Sporting excellence is a historical and aesthetic legacy of human development. This heritage is a legacy of humanity — it should not be an exclusive monopoly of, in this case, the IOC.

Organizations such as the IOC (and FIFA is in there as well) have a monopoly on the exploitation rights of images and revenues of major world sporting mega-events derived from the heritage of humanity. Countries and regional governments end up having to change their legislation to adapt it to the legal requirements of the contract signed with them and to assume the risk of losses. They misappropriate the human legacy of sport for their benefit. Only they gain from these events. Debts and problems after the events are left to the cities and countries that promoted them.
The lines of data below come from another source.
PR #152, opened 2015-10-25
Fix arguments propagation to html_of_md

venator:
This patch adds optional arguments propagation to recursive calls of `Omd_backend.html_of_md`. It makes `html_of_md` behaviour more consistent, in particular when using the `?override` argument, since only markdown top level elements were affected by `override`.

The following arguments are propagated:

```
~override ~pindent ~nl2br ~cs
```


pw374:
Thanks!

PR #163, opened 2017-08-10
Update opam & be compatible with safe-string

Chris00:


pw374:
thank you! Not sure why I didn't see this one earlier...

PR #167, opened 2018-08-21
Cleanup codebase, remove code duplication, switch to dune

nojb:
This PR contains some patches I wrote almost a year back but somehow got lost in the shuffle. In short, it:

- Removes much of code duplication of the codebase (see commits starting at "Start simplification of `Omd_representation.token`")
- Removes generated code by simple use of functions
- Switches on `-safe-string`
- Removes a bunch of warnings
- Removes dead code
- Switches to `dune` for building

All this cleanup amounts to almost 4K lines of code removed.

Because I wrote this a long time back I forgot some of the details, so this PR could benefit from some kind of review. However, IMHO, the current codebase is in desperate need of love, so even if there is a risk of some regression, it may end up being a good idea to merge this PR.

NB: since there was such a great deal of code refactoring to do, many intermediate commits do not compile (eg those titled "Continue").

About the tests:

- They can be launched with `dune runtest`, but they still use a "hand-written" test harness; the next step is to switch them to "`dune`" tests so that we can use `dune promote`, etc.
- Many of them fail (as far as I remember this is the case in `master` currently), but a subset of them (maybe even all?) are in fact correct so it is just a matter of going through them and committing an updated result.


omd.opam
```diff
@@ -0,0 +1,22 @@
...
+authors: [ "Philippe Wang <philippe.wang@gmail.com>" ]
+license: "ISC"
+homepage: "https://github.com/ocaml/omd"
+dev-repo: "https://github.com/ocaml/omd.git"
+bug-reports: "https://github.com/ocaml/omd/issues"
+tags: [ "org:ocamllabs" "org:mirage"  ]
+depends: [
+  "base-bytes"
+  "base-bigarray"
+  "dune" {build & >= "1.0"}
```
mseri: L’attributo lang 1.1 usato in dune-project è compatibile con dune 1.0?

nojb:
Good catch! I'm not sure, but I guess not. The `dune-project` file was
auto-generated and I missed it. Will fix.

omd.opam
nojb: Thanks, fixed.

src/omd_lexer.mli
```diff
@@ -12,13 +12,13 @@ val lex : string -> t
     in highest priority whereas functions in [extensions] are applied
     with lowest priority. *)
 
-type bigstring = (char,
-                  Bigarray.int8_unsigned_elt,
-                  Bigarray.c_layout) Bigarray.Array1.t
+type bigstring = (char, Bigarray.int8_unsigned_elt, Bigarray.c_layout) Bigarray.Array1.t
```
Chris00: Please have lines of at most 80 chars:
```
type bigstring =
  (char, Bigarray.int8_unsigned_elt, Bigarray.c_layout) Bigarray.Array1.t
```

Chris00:
I am glad to see some work on this library.  A good test is to try to build the website with the updated version...

nojb:
I am not familiar with the procedure to do that. Could you, or someone else, give it a shot and report back the results? Thanks!

nojb:
> I am glad to see some work on this library. A good test is to try to build the website with the updated version...

I can give this a try if someone can point to instructions somewhere to do it.

nojb:
I managed to generate the site. Fixed two bugs in the process. See [`ocaml.org`](https://nojb.github.io/omd/ocaml.org/).

I haven't scrutinized the output much. Let me know if you spot any issues! Thanks!

Chris00:
It seems double quotes are transformed into single quotes provoking many errors when executing in the toplevel. See e.g. https://nojb.github.io/omd/ocaml.org/learn/tutorials/modules.html

nojb:
I pushed an extra commit switching some tests to "dune tests". I have more stuff in the pipeline, but I would rather wait until this PR is merged before moving forward with those.

Chris00:
@pw374 Could you please review the code?

nojb:
@pw374 Thanks for the review.

Regarding the style/indentation changes, I used `ocp-indent` to reindent the files. The style I used is a fairly standard one, but I understand that it may not be to your liking. Personally I find it more readable.

- For reviewing purposes, you can direct github not to show whitespace changes; did you try that?
- If wanted, I can reindent with a style closer to the one used in the existing codebase.
- I agree that the changes in spacing around colons are a bit capricious. As you mention working on this codebase is quite hard and some changes were made "in the flow of things".

Apart from stylistic changes, the only other point you raise is the possible impact on performance due to the change in the representation of tokens. I guess you are referring to a potential increase in allocations, but unless we are thinking of very resource-constrained execution environments (are you?), I don't think it would be a big deal for the OCaml GC.

src/omd_representation.mli
```diff
@@ -51,100 +51,69 @@ and href = string
...
-    Notably, this allows to use the property that in the match
-    case [Ampersand _ ->], we know there are at least 2 ampersands.
-    This is particularly useful for some characters, such as newlines
-    and spaces. It's not useful for all of them indeed but it has
-    been designed this way for the sake of uniformity (one doesn't
-    want to know by heart which constructor have that "at least 2"
-    property and which haven't).
-*)
+      The integers carried by constructors means that the represented
+      character appears (n+2) times. So, [Ampersand(0)] is "&&".
```
pw374: I think this comment has to be updated (or deleted), as it becomes badly out of date following the conversion to `Delim of int * delim`, right??

pw374:
Let's merge asap... like now, otherwise it could be delayed for months for bad reasons. Worst case scenario, we revert the changes...

Now my biggest concern here is that I don't wanna look at each refactoring part about `XXX | XXXs of int` being converted to `Delim of int * delim`, because there are so so many of them and it can easily be very tricky. 

P.S. I'm interested in knowing how to hide whitespace changes in Github. I tried the option "Hide whitespace changes; Apply and reload" on the "Files changed" tab, but it's not useful at all...

PR #169, opened 2018-10-12
Use wrapped library

nojb:
This PR switches the build of the library to the "modern" style, using module aliases. This breaks the public API of the library (`Omd_X` becomes `Omd.X`), but it has a number of advantages going forward.

@pw374


pw374:
OK... Thanks.

I'm not a fan of this change, because it breaks compatibility everywhere... but OK.

PR #171, opened 2018-10-12
Add CommonMark test suite

nojb:
This PR adds adds the CommonMark test suite (https://commonmark.org/). Most of the tests fail currently, but my intention is that my ongoing refactoring will allow me to improve the state of affairs.

There is also a script to re-import the test suite from upstream.

@pw374


pw374:
thanks!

So, it is fundamental to break from the IOC’s monopoly and to make the building of sports facilities more affordable to all countries, not just for the rich ones. It is important to set up a new and drastically different worldwide organization to promote and manage the sporting excellence as a historical and aesthetic legacy of human development.  

The IOC should not be allowed to individually misappropriate this legacy, developed with public funds from individual countries, recently including very poor ones. Until that happens, the Olympics will continue to exploit the communities in which they are hosted and leave a very poor social and economic legacy to the cities and countries that promote them.

Luiz Martins de Melo is an Associate Professor at the Economics Institute of the Federal University of Rio de Janeiro. He specializes in innovation, sport, and finance.

3. Cancel the Olympics and dream up something completely new.

— Ann Peel, former racewalker for Team Canada and founding co-chair of Athletes CAN.

Imagine this in the future. The Athlete Games (TAG), launched in 2020 in response to the collapse of the house of cards that was the IOC, is an international festival of sport managed by and for athletes. Who better to keep the flame alive than those who devote their lives to the magic of movement? As guardians of true sport, athletes will not confuse political and business imperatives with the integrity and power of sport.

The Athlete Games Committee is comprised of athletes and high-performance coaches who will be eligible for election within 12 years of retirement, for a maximum of two four-year terms. The Athlete Games will be hosted in a permanent location. They will run annually, with a rotating sport calendar – summer outdoor, winter outdoor, indigenous sports, and indoor sports. Athletes will compete for their countries. Small countries will be permitted to group together as a region.

Corporate and national funds contributed will be pooled and distributed to enable the host location, athletes, coaches and countries to compete, including TAG contributions to local sport infrastructure. Concurrently, Youth Athlete Games will be organized for children and youth to participate in locations around the world.

The local and international variants will be connected virtually. Teams will honour diversity. Sports will be encouraged to break free of gender divisions to enable competition to be organized by weight, age and other categories, including those now represented in the Paralympic movement. Excellence is the goal, true excellence, unrestricted by false limitations on competition.

Ann Peel represented Canada on the National Athletics Team from 1979 to 92, and was a multiple international medalist in the racewalk. Ann was also the founding co-chair of Athletes CAN, the first independent athletes’ organization in the world. She worked in law, international development and education. She is currently a director of Athletics Canada and a consultant in sport and education through The Chester Group.